Tax financial transactions, close loopholes, CCPA says in alternative budget

By Staff | February 22, 2018 | Last updated on September 15, 2023
2 min read

With the federal budget only a few days away, think tank Canadian Centre for Policy Alternatives (CCPA) is calling on the Liberal government to tax financial transactions, inheritances and capital gains at higher rates.

“Closing unfair and ineffective tax loopholes (or tax expenditures), while making the tax system simpler and fairer, could raise $18 billion in additional revenue—all without raising taxes for the vast majority (90%) of Canadians,” the CCPA says in its 2018 Alternative Federal Budget, released Thursday.

The Liberal government will table its budget in Parliament on Feb. 27.

The CCPA budget calls for a financial transactions tax (FTT) “as a means of curbing excessive speculation and raising revenues,” or a 5% financial activities tax (FAT) on profits and remuneration in the financial industry.
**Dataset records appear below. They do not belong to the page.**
PR #1164, opened 2025-05-04
fix: Adds support for SharedPreferencesAsync

romaingyh:

It's both a bug fix and feature.

9 months ago with version 2.3.0, `shared_preferences` package added `SharedPreferencesAsync` and `SharedPreferencesWithCache` to replace the legacy (and deprecated in future) `SharedPreferences`. [See here](https://pub.dev/packages/shared_preferences#sharedpreferences-vs-sharedpreferencesasync-vs-sharedpreferenceswithcache)

Supabase flutter uses by default the legacy one with `SharedPreferencesLocalStorage`.

Problem is that on some platform like Windows, the legacy one and new one are not compatible. If the developer made the migration to `SharedPreferencesAsync` then the supabase's local storage is broken.

_Example :_
I'm using `SharedPreferencesAsync` in my app. After sign in, the `sb-x-auth-token` is saved in `saved-preferences.json` by supabase's `SharedPreferences`. After that, any call to my app's `SharedPreferencesAsync` will overwrite the token and user have to sign in on next app launch. In practice it can lead to sign in every time he opens the app if you use shared preferences frequently in your code.

## What is the new behavior?

I added a boolean flag `useSharedPreferencesAsync` to `SharedPreferencesLocalStorage`. There wasn't very much changes as every methods are already async in LocalStorage interface.

If you prefer two distinct classes `SharedPreferencesLocalStorage` and `SharedPreferencesAsyncLocalStorage` I can do this

### DIFF
--- a/packages/supabase_flutter/lib/src/local_storage.dart
+++ b/packages/supabase_flutter/lib/src/local_storage.dart
@@ -61,66 +61,12 @@ class EmptyLocalStorage extends LocalStorage {
   Future<void> persistSession(persistSessionString) async {}
 }
 
-/// A [LocalStorage] implementation that implements SharedPreferences as the
-/// storage method.
-class SharedPreferencesLocalStorage extends LocalStorage {
-  late final SharedPreferences _prefs;
-
-  SharedPreferencesLocalStorage({required this.persistSessionKey});
-
-  final String persistSessionKey;
-
-  static const _useWebLocalStorage =
-      kIsWeb && bool.fromEnvironment("dart.library.js_interop");
-
-  @override
-  Future<void> initialize() async {
-    if (!_useWebLocalStorage) {
-      WidgetsFlutterBinding.ensureInitialized();
-      _prefs = await SharedPreferences.getInstance();
-    }
-  }
-
-  @override
-  Future<bool> hasAccessToken() async {
-    if (_useWebLocalStorage) {
-      return web.hasAccessToken(persistSessionKey);
-    }
-    return _prefs.containsKey(persistSessionKey);
-  }
-
-  @override
-  Future<String?> accessToken() async {
-    if (_useWebLocalStorage) {
-      return web.accessToken(persistSessionKey);
-    }
-    return _prefs.getString(persistSessionKey);
-  }
-
-  @override
-  Future<void> removePersistedSession() async {
-    if (_useWebLocalStorage) {
-      web.removePersistedSession(persistSessionKey);
-    } else {
-      await _prefs.remove(persistSessionKey);
-    }
-  }
-
-  @override
-  Future<void> persistSession(String persistSessionString) {
-    if (_useWebLocalStorage) {
-      return web.persistSession(persistSessionKey, persistSessionString);
-    }
-    return _prefs.setString(persistSessionKey, persistSessionString);
-  }
-}
-
 /// A [LocalStorage] implementation that implements SharedPreferencesAsync as the
 /// storage method.
-class SharedPreferencesAsyncLocalStorage extends LocalStorage {
+class SharedPreferencesLocalStorage extends LocalStorage {
   late final SharedPreferencesAsync _prefs;
 
-  SharedPreferencesAsyncLocalStorage({required this.persistSessionKey});
+  SharedPreferencesLocalStorage({required this.persistSessionKey});
 
   final String persistSessionKey;
 
--- a/packages/supabase_flutter/lib/src/local_storage.dart
+++ b/packages/supabase_flutter/lib/src/local_storage.dart
@@ -64,18 +64,11 @@ class EmptyLocalStorage extends LocalStorage {
 /// A [LocalStorage] implementation that implements SharedPreferences as the
 /// storage method.
 class SharedPreferencesLocalStorage extends LocalStorage {
-  late final SharedPreferences _syncPrefs;
+  late final SharedPreferences _prefs;
 
-  late final SharedPreferencesAsync _asyncPrefs;
-
-  SharedPreferencesLocalStorage({
-    required this.persistSessionKey,
-    this.useSharedPreferencesAsync = false,
-  });
+  SharedPreferencesLocalStorage({required this.persistSessionKey});
 
   final String persistSessionKey;
-
-  final bool useSharedPreferencesAsync;
 
   static const _useWebLocalStorage =
       kIsWeb && bool.fromEnvironment("dart.library.js_interop");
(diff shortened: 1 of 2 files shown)


Vinzent03:
I can confirm that this issue exists, as I encountered this as well in a recent project, but didn't have the time to investigate more and come up with a pr. But I'm really unsure about the current design of the solution and will have to think about it a bit.

romaingyh:
> I can confirm that this issue exists, as I encountered this as well in a recent project, but didn't have the time to investigate more and come up with a pr. At that time, I solved it by manually providing my own storage implementation using the async shared preferences. But I'm really unsure about the current design of the solution and will have to think about it a bit.

I thought of another solution like this :

```dart
/// A [LocalStorage] implementation that implements SharedPreferences as the
/// storage method.
class SharedPreferencesLocalStorage extends LocalStorage {
  late final SharedPreferences _prefs;

  SharedPreferencesLocalStorage({required this.persistSessionKey});

  final String persistSessionKey;

  static const _useWebLocalStorage =
      kIsWeb && bool.fromEnvironment("dart.library.js_interop");

  @override
  Future<void> initialize() async {
    if (!_useWebLocalStorage) {
      _prefs = await SharedPreferences.getInstance();
    }
  }

  @override
  Future<bool> hasAccessToken() async {
    if (_useWebLocalStorage) {
      return web.hasAccessToken(persistSessionKey);
    }
    return _prefs.containsKey(persistSessionKey);
  }

  @override
  Future<String?> accessToken() async {
    if (_useWebLocalStorage) {
      return web.accessToken(persistSessionKey);
    }
    return _prefs.getString(persistSessionKey);
  }

  @override
  Future<void> removePersistedSession() async {
    if (_useWebLocalStorage) {
      web.removePersistedSession(persistSessionKey);
    } else {
      await _prefs.remove(persistSessionKey);
    }
  }

  @override
  Future<void> persistSession(String persistSessionString) {
    if (_useWebLocalStorage) {
      return web.persistSession(persistSessionKey, persistSessionString);
    }
    return _prefs.setString(persistSessionKey, persistSessionString);
  }
}

/// A [LocalStorage] implementation that implements SharedPreferencesAsync as the
/// storage method.
class SharedPreferencesAsyncLocalStorage extends LocalStorage {
  late final SharedPreferencesAsync _prefs;

  SharedPreferencesAsyncLocalStorage({required this.persistSessionKey});

  final String persistSessionKey;

  static const _useWebLocalStorage =
      kIsWeb && bool.fromEnvironment("dart.library.js_interop");

  @override
  Future<void> initialize() async {
    if (!_useWebLocalStorage) {
      _prefs = SharedPreferencesAsync();
    }
  }

  @override
  Future<bool> hasAccessToken() async {
    if (_useWebLocalStorage) {
      return web.hasAccessToken(persistSessionKey);
    }
    return _prefs.containsKey(persistSessionKey);
  }

  @override
  Future<String?> accessToken() async {
    if (_useWebLocalStorage) {
      return web.accessToken(persistSessionKey);
    }
    return _prefs.getString(persistSessionKey);
  }

  @override
  Future<void> removePersistedSession() async {
    if (_useWebLocalStorage) {
      web.removePersistedSession(persistSessionKey);
    } else {
      await _prefs.remove(persistSessionKey);
    }
  }

  @override
  Future<void> persistSession(String persistSessionString) {
    if (_useWebLocalStorage) {
      return web.persistSession(persistSessionKey, persistSessionString);
    }
    return _prefs.setString(persistSessionKey, persistSessionString);
  }
}
```

where the dev has to opt-in for `SharedPreferencesAsyncLocalStorage` when he initializes supabase.

I didn't choose this implementation in my PR because the two classes are pretty much the same except for shared prefs init.

romaingyh:
I think CI test fails because with Flutter 3.19 the resolvable `shared_preferences` package version is < 2.3.0 but not sure about this

sai-chandra22:
@Vinzent03 , Can you exactly tell me what is the solution you have done for this solution

Vinzent03:
If we want to provide a `LocalStorage` implementation that uses `SharedPreferencesAsync` we need `shared_preferences` v2.3.0, which requires Dart v3.4.0, but we currently test and support until Dart v3.3.0. So we would need to bump Flutter to v3.22.0 for Dart v3.4.0. But this version is already one year old and this is an actual issue, because the session persistence is broken.
The only other way would be to only provide an example implementation for users to copy and add themselves.
But because we can't detect whether they use the new or old api we would have to stick with the old api for the moment and mention it in the docs that if they use the new shared_preferences api they need the new `LocalStorage` implementation anyway.
@dshukertjr What is your opinion?

Either way @romaingyh I prefer the two distinct classes implementation.

dshukertjr:
@Vinzent03 
>But this version is already one year old and this is an actual issue, because the session persistence is broken.

Broken in what way?

dshukertjr:
@romaingyh I know this blows up the scope of this PR, but I'm okay bumping the minimum Flutter/ Dart version to 3.220/ 3.4.0 and to just use `SharedPreferencesAsync` from now on. One thing that we should be doing is upon initialization, we make sure that existing tokens in the legacy `SharedPreferences` are transferred to `SharedPreferencesAsync` upon initialization.

romaingyh:
@dshukertjr I bumped flutter/dart to 3.22/3.4.0 and replaced SharedPreferences with SharedPreferencesAsync. I also added the token migration at init but not tested

Vinzent03:
But using the new async variant by default causes existing usage in the user's code of the old variant to break, doesn't it? This is a heavy breaking change.

romaingyh:
Yes as Async prefs overwrite the legacy prefs (I'm sure on windows but not for other platforms) I think there is a risk of user losing it's preferences if he upgrade supabase but still use legacy prefs in his code

romaingyh:
I rebased

longtimedeveloper:
@romaingyh do you know when your fix will be available in the public release of Supabase?  Thank you.  

I updated my app today and broke this Windows sign in as described here.

romaingyh:
> @romaingyh do you know when your fix will be available in the public release of Supabase?  Thank you.  
> 
> 
> 
> I updated my app today and broke this Windows sign in as described here.

Sorry no I'm not an officiel maintainer of this repo. We're currently waiting for the main maintainer to publish new releases.

Here is what I'm doing for now. In pubspec : 

```yaml
  supabase_flutter:
    git:
      url: https://github.com/romaingyh/supabase-flutter.git
      ref: shared_prefs_async
      path: packages/supabase_flutter
```

and use this in supabase initialization auth options : 

```dart
       localStorage: SharedPreferencesLocalStorage(
          persistSessionKey: "sb-${Uri.parse(url).host.split(".").first}-auth-token",
        ),
```

You can also override supabase to have the last fixes : 

```yaml
  # TODO: Remove when supabase > 2.8.0 published on pub.dev, including https://github.com/supabase/supabase-flutter/pull/1196
  supabase:
    git:
      url: https://github.com/romaingyh/supabase-flutter.git
      path: packages/supabase
```

spydon:
@romaingyh thanks for your work on this, I missed that it was auto closed.
It has now been implemented in #1680 and will be available in the v3 version of the SDK.

PR #1168, opened 2025-05-07
refactor(gotrue): Remove unused _currentUser field and update currentUser getter logic. 

juampiq6:

Refactor

_currentUser variable is just being stored as a copy of _currentSession.user

## What is the new behavior?

The currentUser getter is handling the indirection correctly, no need to duplicate values and assign both each time they change.

## Additional context

I have simplified a comment (it was a double negation).
I have added some bang operators in cases where null-aware operator where not needed

### DIFF
--- a/packages/gotrue/lib/src/gotrue_client.dart
+++ b/packages/gotrue/lib/src/gotrue_client.dart
@@ -43,9 +43,6 @@ class GoTrueClient {
   /// Namespace for the GoTrue MFA API methods.
   late final GoTrueMFAApi mfa;
 
-  /// The currently logged in user or null.
-  User? _currentUser;
-
   /// The session object for the currently logged in user or null.
   Session? _currentSession;
 
@@ -140,10 +137,10 @@ class GoTrueClient {
   /// Returns the current logged in user, if any;
   ///
   /// Use [currentSession] to determine whether the user has an active session,
-  /// because [currentUser] can be non-null without an active session, such as
+  /// because [currentUser] can be null with an active session, such as
   /// when the user signed up using email and password but has not confirmed
   /// their email address.
-  User? get currentUser => _currentUser;
+  User? get currentUser => _currentSession?.user;
 
   /// Returns the current session, if any;
   Session? get currentSession => _currentSession;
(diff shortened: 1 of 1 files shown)


packages/gotrue/lib/src/gotrue_client.dart
```diff
@@ -997,7 +992,7 @@ class GoTrueClient {
         }
       } else {
         final shouldEmitEvent = _currentSession == null ||
```
juampiq6, line 994: if current session is null, then the second bang operator in the expression will never reach

packages/gotrue/lib/src/gotrue_client.dart
```diff
@@ -748,8 +745,7 @@ class GoTrueClient {
         options: options);
     final userResponse = UserResponse.fromJson(response);
 
-    _currentUser = userResponse.user;
-    _currentSession = currentSession?.copyWith(user: userResponse.user);
+    _currentSession = currentSession!.copyWith(user: userResponse.user);
```
juampiq6, line 748: if access token is null, then the code will never reach the bang operator, hence it should be safe to use it here

Vinzent03 (commented):
The way the library currently works, those removal are okay.
But the comment about a non-null `User`, but `null` `Session` on `currentUser` will never happen, because it's derived from `_currentSession`. So we could either remove that comment or don't do the changes of this pr and instead set the `_currentUser` only in `signUp` if a `User` exists, but no `Session`.

packages/gotrue/lib/src/gotrue_client.dart
```diff
@@ -140,10 +137,10 @@ class GoTrueClient {
   /// Returns the current logged in user, if any;
   ///
   /// Use [currentSession] to determine whether the user has an active session,
-  /// because [currentUser] can be non-null without an active session, such as
```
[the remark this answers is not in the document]
juampiq6: my bad, its actually the opposite

juampiq6:
I totally agree, the comment is wrong, the one I modified aswell. I would just leave: 
`/// Returns the current logged in user, asociated to [currentSession] if any;`
About setting the _currentUser:
For that case where the user is not yet confirmed after SignUp, the `AuthResponse` would handle the `User` data needed.
The API of this library, in my opinion, should only expose a session, to not overcomplicate the understanding of this edge case.

packages/gotrue/lib/src/gotrue_client.dart
Vinzent03: Yeah the request itself doesn't change the `currentSession`, but while the request is going a signout or something else could happen that sets the `currentSession` to null

juampiq6:
@Vinzent03 made the required changes, let me know if you find something else.

Vinzent03 (approved):

Issue #1176, opened 2025-05-27
null check operator used on a null value in onResumed()


martinpelli:
**Describe the bug**
an inner function form `supabase.dart` is throwing `Null check operator used on a null value` 

**To Reproduce**
I don't have reproducible steps but I have the crashlytics logs. These happen in both, iOS and Android devices.

**Expected behavior**

**Logs**
```
          Fatal Exception: FlutterError
0  ???                            0x0 Supabase.onResumed + 242 (supabase.dart:242)
1  ???                            0x0 Supabase.didChangeAppLifecycleState + 224 (supabase.dart:224)
2  ???                            0x0 WidgetsBinding.handleAppLifecycleStateChanged + 1030 (binding.dart:1030)
3  ???                            0x0 ServicesBinding._handleLifecycleMessage + 306 (binding.dart:306)
4  ???                            0x0 BasicMessageChannel.setMessageHandler.<fn> + 261 (platform_channel.dart:261)
5  ???                            0x0 _DefaultBinaryMessenger.setMessageHandler.<fn> + 650 (binding.dart:650)
        
```

**Version (please complete the following information):**
On Linux/macOS
```
supabase_flutter 2.9.0
│   ├── supabase 2.7.0
│   │   ├── functions_client 2.4.2
│   │   ├── gotrue 2.12.0
│   │   ├── postgrest 2.4.2
│   │   ├── realtime_client 2.5.0
│   │   ├── storage_client 2.4.0
```

Vinzent03:
@martinpelli Yeah sure if you want to, that would be great!

PR #1178, opened 2025-05-27
fix(supabase_flutter): Safely check if conn is not null to avoid null check operator

martinpelli:

Bug fix

After app changes its life cycle, `onResumed()` method is called to resume any open web socket connection. This code is executed 
```
 if (realtime.channels.isNotEmpty) {
      if (realtime.connState == SocketStates.disconnecting) {
        bool cancel = false;
        final connectFuture = realtime.conn!.sink.done.then(
```
So, if the `SocketStates` is `disconnecting` it will try to use `realtime.conn!` assuming is not `null` when it can be `null`, hence throwing an error **Null check operator used on a null value**

If we look inside `RealtimeClient` which holds `conn` and `connState` we can see the only time `conn` is set to `null` and the only time `connState` is set to `SocketStates.disconnection` is here, in the `disconnect` method

```
Future<void> disconnect({int? code, String? reason}) async {
    final conn = this.conn;
    if (conn != null) {
      final oldState = connState;
      connState = SocketStates.disconnecting;
      
      
      if (oldState == SocketStates.open ||
          oldState == SocketStates.connecting) {
        if (code != null) {
          await conn.sink.close(code, reason ?? '');
        } else {
          await conn.sink.close();
        }
        connState = SocketStates.disconnected;
        reconnectTimer.reset();
        
      }
      this.conn = null;

      if (heartbeatTimer != null) heartbeatTimer?.cancel();
    }
  }
```
so it is clear that `conn` can be `null` and `connState` is `disconnecting` when `oldState` is `closed`, `disconnecting` or `disconnected`

Fixes [#1176 ](https://github.com/supabase/supabase-flutter/issues/1176)

## What is the new behavior?

The new behavior just checks if `conn` is **not** `null`.

### DIFF
--- a/packages/realtime_client/lib/src/realtime_client.dart
+++ b/packages/realtime_client/lib/src/realtime_client.dart
@@ -222,9 +222,14 @@ class RealtimeClient {
     final conn = this.conn;
     if (conn != null) {
       final oldState = connState;
-      connState = SocketStates.disconnecting;
-      log('transport', 'disconnecting', {'code': code, 'reason': reason},
-          Level.FINE);
+      final shouldCloseSink =
+          oldState == SocketStates.open || oldState == SocketStates.connecting;
+      if (shouldCloseSink) {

It also calls for a wealth tax of 1% on the net wealth of the top 10% of households, as well as a minimum inheritance tax of 45% on estates valued over $5 million (similar to the U.S. estate tax).

The budget also calls for a gradual increase in corporate tax rates from 15% to 21%, while raising the small business rate to 15%.

Read: Liberals hint at funded leave for fathers in budget

Read: Essential tax numbers: Updated for 2018

The think tank proposes eliminating or restricting the following:

Stock option deduction: CCPA says it would save $700 million per year by no longer allowing people to pay lower taxes on stock option compensation. The NDP made a similar proposal earlier this month in a parliamentary motion.

Read: NDP parliamentary motion targets stock option deductions

Capital gains: The budget would maintain capital gains exemptions for farms, fisheries and small business but tax personal and corporate income from capital gains at the same rate as employment income after adjusting for inflation. It would also introduce a $500,000 lifetime capital gains exemption for gains from selling a primary residence, as a way to remove some incentive for real estate speculation and help reduce wealth inequality. The measure would save $12.5 billion, CCPA says.

TFSAs: Impose a lifetime TFSA contribution limit of $50,000.

RRSPs: Reduce the annual contribution limit to $22,000 (the 2018 maximum is $26,230) while improving the CPP.

Boutique tax credits: Remove more of the activity-specific tax breaks, including for first-time homebuyers, volunteer firefighters and teacher supplies.

Corporate meals and entertainment deduction: The budget maintains the meal expense for long-distance truckers but removes the deduction that allows businesses to claim half their meal and entertainment expenses.

Fossil fuel subsidies: Remove all federal subsidies.